August 20, 2021

Walking Wild II

In the 1920s, Norbert Wiener transformed a random walk (see "Walking Wild I"), which is made up of discrete steps, into a mathematical model suitable to represent Brownian motion (see "Quivering Particles I"). He did it by making the steps or time intervals between steps infinitesimally small.

In Wiener's rigorous approach, once the position of a particle is established at the start, its position at any later time is governed by a Gaussian curve, as it is in Albert Einstein's physical model of Brownian motion (see "Quivering Particles II").

Wiener also proved that although the path of a Brownian particle is continuous, at no point is it smooth. Such a curious, incredibly jagged mathematical curve actually makes physical sense because a particle in Brownian motion can't jump instantaneously from one position to another, so its path must be continuous.

At the same time, as Jean Baptiste Perrin noted, erratic changes in direction appear to take place constantly, so you might expect the path to consist entirely of sharp corners. In fact, a two-dimensional Brownian trajectory wiggles so much that it ends up filling the entire area over which the motion occurs.


Two-dimensional Brownian motion.

With Brownian movement put on a solid mathematical footing by Wiener and others who followed his lead, such abstract formulations began to play a significant role in the creation of models of random phenomena.

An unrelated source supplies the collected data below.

PR #190, opened 2025-02-25
Ensure that proper Lionweb version is set up through the whole language

Ulyana-F1re:
This update ensures that, when importing/exporting from Ecore meta-model and serializing a LionWeb version, we can choose a LionWeb version and have it set up consistently through all language elements.

### DIFF
--- a/core/src/test/java/io/lionweb/lioncore/java/serialization/SerializationOfLibraryTest.java
+++ b/core/src/test/java/io/lionweb/lioncore/java/serialization/SerializationOfLibraryTest.java
@@ -8,13 +8,18 @@ import com.google.gson.JsonObject;
 import com.google.gson.JsonParser;
 import io.lionweb.lioncore.java.LionWebVersion;
 import io.lionweb.lioncore.java.language.Concept;
+import io.lionweb.lioncore.java.language.Language;
 import io.lionweb.lioncore.java.language.Property;
 import io.lionweb.lioncore.java.model.ClassifierInstanceUtils;
 import io.lionweb.lioncore.java.model.Node;
+import java.io.File;
+import java.io.IOException;
 import java.io.InputStream;
 import java.io.InputStreamReader;
 import java.util.List;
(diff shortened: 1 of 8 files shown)


core/src/test/java/io/lionweb/lioncore/java/serialization/SerializationOfLibraryTest.java
```diff
@@ -105,4 +110,39 @@ public void deserializeLanguageWithDuplicateIDs() {
...
+
+  @Rule public TemporaryFolder temporaryFolder = new TemporaryFolder();
+
+  @Test
+  public void reserializeJsonFile() {
+    InputStream inputStream =
+        this.getClass().getResourceAsStream("/serialization/library-language.json");
+    JsonElement jsonElement = JsonParser.parseReader(new InputStreamReader(inputStream));
+    JsonSerialization jsonSerialization =
+        SerializationProvider.getStandardJsonSerialization(LionWebVersion.v2023_1);
```
dslmeinte, line 122: So, only version 2023.1 is tested, effectively? Can you duplicate/parametrize these tests to also check 2024.1?

dslmeinte (approved):
Approved, but see 1 comment

core/src/test/java/io/lionweb/lioncore/java/serialization/SerializationOfLibraryTest.java
Ulyana-F1re: Yes, all tests here use 2023.1 as this is the version used in `library-language.json`. If we want to parameterize these tests, we would need to create a new version of `library-language.json` for every new LionWeb version (it is mostly useful to test for an old version and a current version).

ftomassetti: Makes sense. I will go ahead and merge it as it has been marked as approved

PR #195, opened 2025-03-04
Minor refining of AbstractSerialization

### LINKED ISSUE #189: Fix useless check on Objects.requireNotNull
In AbstractSerialization we have these checks:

Such models were used to represent the diffusion of heat through a metal, the spread of flu epidemics via the random walks of microbes, the structure of background noise and static affecting radio signals, the transport of perfume molecules from source to nose, and even the spread of rumors.

Wiener himself applied his model of Brownian movement to the problem of electronic interference, which disturbs the transmission of radio signals and causes the type of static heard on AM radio between stations.

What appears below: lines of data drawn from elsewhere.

PR #197, opened 2025-04-04
Support FlatBuffers serialization of partitions

ftomassetti:
Until now, FlatBuffers serialization has not been working for partitions (i.e., for nodes with a null parent). We fix that.

We also sneak in some changes into a method for removing invalid characters from a string and turning it into a valid ID.

### DIFF
--- a/core/src/main/java/io/lionweb/lioncore/java/utils/IdUtils.java
+++ b/core/src/main/java/io/lionweb/lioncore/java/utils/IdUtils.java
@@ -6,6 +6,6 @@ public class IdUtils {
   }
 
   public static String cleanString(String string) {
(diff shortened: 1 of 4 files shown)


dslmeinte (changes requested):
It'd be good to have some unit tests that validate these changes. Right now, I can't really ascertain their validity — at least not without diving into everything downstream of `cleanString` and `serializeNodes`.

ftomassetti:
> It'd be good to have some unit tests that validate these changes. Right now, I can't really ascertain their validity — at least not without diving into everything downstream of cleanString and serializeNodes.

Right, I added the corresponding tests

dslmeinte (approved):

PR #204, opened 2025-04-12
Supporting more APIs from the LionWeb Repository

ftomassetti:
We introduce the AdditionalAPIClient, DBAdminAPIClient and the InspectionAPIClient and corresponding implementation.
We test all of them with functional tests, besides the call for creating a database, as it has no visible effects.

This PR depends on changes in the LionWeb Repository to the bulk import operation: https://github.com/LionWeb-io/lionweb-repository/pull/110 .

Note that in our functional tests we use the commit provided as part of that PR to the LionWeb Repository.


extensions/src/main/java/io/lionweb/serialization/extensions/ExtendedLionWebRepoClient.java
```diff
@@ -0,0 +1,231 @@
...
+    }
+  }
+
+  @Override
+  public List<NodeInfo> getNodeTree(List<String> nodeIDs, @Nullable Integer depthLimit)
+      throws IOException {
+    if (nodeIDs.isEmpty()) {
+      return Collections.emptyList();
+    }
+    String url = protocol.value + "://" + hostname + ":" + port + "/additional/getNodeTree";
```
enikao, line 92: This feels like an invitation for security issues. Isn't there a safer API on e.g. `HttpUrl`?

extensions/src/main/java/io/lionweb/serialization/extensions/NodeInfo.java
```diff
@@ -0,0 +1,57 @@
+package io.lionweb.serialization.extensions;
+
+import java.util.Objects;
+import org.jetbrains.annotations.Nullable;
+
+public final class NodeInfo {
```
enikao, line 6: Maybe add a bit of docs explaining the difference between `NodeInfo`, `SerializedNode`, etc?

repo-client/src/main/java/io/lionweb/repoclient/api/ClassifierKey.java
```diff
@@ -0,0 +1,47 @@
+package io.lionweb.repoclient.api;
+
+import java.util.Objects;
+
+public final class ClassifierKey {
```
enikao, line 5: I'd expect to also have something like a `LanguageKey`, as a language is identified by the tuple _(key, version)_.

repo-client/src/main/java/io/lionweb/repoclient/api/HistorySupport.java
```diff
@@ -0,0 +1,14 @@
+package io.lionweb.repoclient.api;
+
+public enum HistorySupport {
+  Disabled,
+  Enabled;
+
+  public static HistorySupport fromBoolean(boolean value) {
```
enikao, line 7: `@NotNull`?

extensions/src/main/java/io/lionweb/serialization/extensions/AdditionalAPIClient.java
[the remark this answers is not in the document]
ftomassetti: I am using the same names used in the LionWeb Repository (https://github.com/LionWeb-io/lionweb-repository/blob/6fec1602c00cdd8bdfaf710f746e3f918c9a0b8d/packages/additionalapi/src/main.ts#L38). This group contains two different APIs that are unrelated. The only thing in common is being useful stuff, not being required by the specs. They are practical things that proved to be useful in practice. I would not know what name could be better, and so I would default to keep the same name as in the repository

extensions/src/main/java/io/lionweb/serialization/extensions/CompressionSupport.java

Because the static has a strongly random character, Wiener was able to use the mathematics of Brownian motion to design an electronic filter to separate the signal from the background noise. Applied to the development of radar during World War II, his results were long kept a military secret.

It is interesting to note that applications of Brownian motion often began with the study of biological processes. The law of diffusion and models of the spread of heat in a material, for instance, initially arose from studies of heat generation in muscles.